The upper and lower flow problems governed by Eqs. (2) and (5), respectively, are subjected to the six boundary conditions:

$$y \to \infty ,\quad \partial \psi_{u} /\partial y \to y;$$

(6a)

$$Y \to \infty ,\quad \partial \psi_{\ell } /\partial Y \to 0;$$

(6b)

$$y = Y = 0,\quad \psi_{u} = \psi_{\ell } = 0;$$

(6c)

$$y = Y = 0,\;\;\partial \psi_{u} /\partial y = \partial \psi_{\ell } /\partial Y;$$

(6d)

$$y = Y = 0,\;\;\partial^{2} \psi_{u} /\partial y^{2} = \tilde{\mu }\,\partial^{2} \psi_{\ell } /\partial Y^{2} .$$

(6e)

Here, the boundary condition (6a) states that the horizontal velocity component u varies linearly high above the interface at y = Y = 0, whereas U should decay to zero (6b) deep below the interface. The conditions (6c) primarily serve to set the level of the two stream functions ψ _u and ψ _ℓ , but as a consequence also assure that the vertical velocity components v and V in each of the two fluids vanish at the interface. The velocities and the shear stresses match at the interface y = Y = 0 according to (6d) and (6e), respectively.

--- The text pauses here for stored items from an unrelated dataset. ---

PR #214, opened 2018-12-11
Turn HSClientChanges into class

dnnr:


src/rules.cpp
```diff
@@ -481,28 +479,12 @@ int rule_remove_command(int argc, char** argv, Output output) {
...
-    }
-    if (changes->monitor_name) {
-        g_string_free(changes->monitor_name, true);
-    }
-}
+HSClientChanges::HSClientChanges(HSClient *client)
+    : focus(false)
+    , switchtag(false)
+    , manage(true)
+    , fullscreen(ewmh_is_fullscreen_set(client->window_))
```
t-wissmann: I think `focus`, `switchtag`, and `manage` should be initialized in the header as well. I don't know why I explicitly initalized them even though the memory is set to `0` before.

dnnr: I was a bit torn here, and it seems to be a reoccurring theme. When having to decide between this and spreading the initialization over decl and impl, I seem to always slightly prefer the *other* variant and end up oscillating a few times.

3 Similarity transformations

We now introduce the similarity variable η _u and the dimensionless stream function f for the upper fluid as follows:

$$\eta_{u} = \frac{y}{{x^{1/3} }}\;;\;\psi_{u} = x^{2/3} f(\eta_{u} ).$$

(7)

The momentum boundary layer Eq. (2) and the boundary condtions (6a, 6c) for the upper Newtonian fluid then become:

$$(f^{\prime} )^{2} - 2ff^{\prime\prime} = 3f^{\prime\prime\prime}$$

(8)

$$f^{\prime\prime} (\eta_{u} ) \to 1\quad as\quad \eta_{u} \to \infty ;\;\quad f(0) = 0.$$

(9)

The prime signifies differentiation with respect to the similarity variable \(\eta_{u}\).

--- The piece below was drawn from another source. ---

PR #221, opened 2018-12-14
 Cleanup interface of Input

ypnos:
Input is an ArgList that also stores the name of the command that
was called. It can only be constructed from a command name and (optionally) a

Similarly for lower non-Newtonian fluid, the similarity transformation

$$\eta_{\ell } = \frac{Y}{{X^{1/3} }}\;;\;\psi_{\ell } = X^{2/3} g(\eta_{\ell } )$$

(10)

transforms the partial differential Eq. (5) and the accompanying boundary conditions (6b, 6c) into

$$(g^{\prime} )^{2} - 2gg^{\prime\prime} = 3\left( {\tilde{\mu }g^{\prime\prime} } \right)^{\prime}$$

(11)

$$g^{\prime\prime} (\eta_{\ell } ) \to 0\;\;as\quad \eta_{\ell } \; \to \infty ;\quad g(0) = 0.$$

(12)

It is essential to remember that the normalized viscosity function \(\tilde{\mu }\) depends on the normalized shear rate, i.e. \(\tilde{\mu } = \tilde{\mu }\left\{ {g^{\prime\prime} } \right\}\). At the interface, i.e. η _u  = η _ℓ  = 0, the boundary conditions (6d, e) become:

$$f^{\prime} (0) = g^{\prime} (0)$$

(13a)

$$f^{\prime\prime} (0) = \tilde{\mu }\left\{ {g^{\prime\prime} (0)} \right\}g^{\prime\prime} (0).$$

(13b)

The governing momentum boundary layer equations and the accompanying boundary conditions defined in Eqs. (2), (5), and (6) have thus been recast into a set of two non-linear ordinary differential Eqs. (8) and (11) for f and g subjected to the boundary conditions (9), (12), and (13). The upper Newtonian boundary layer problem and the lower non-Newtonian bounder layer problem are only coupled through the two interface conditions (13).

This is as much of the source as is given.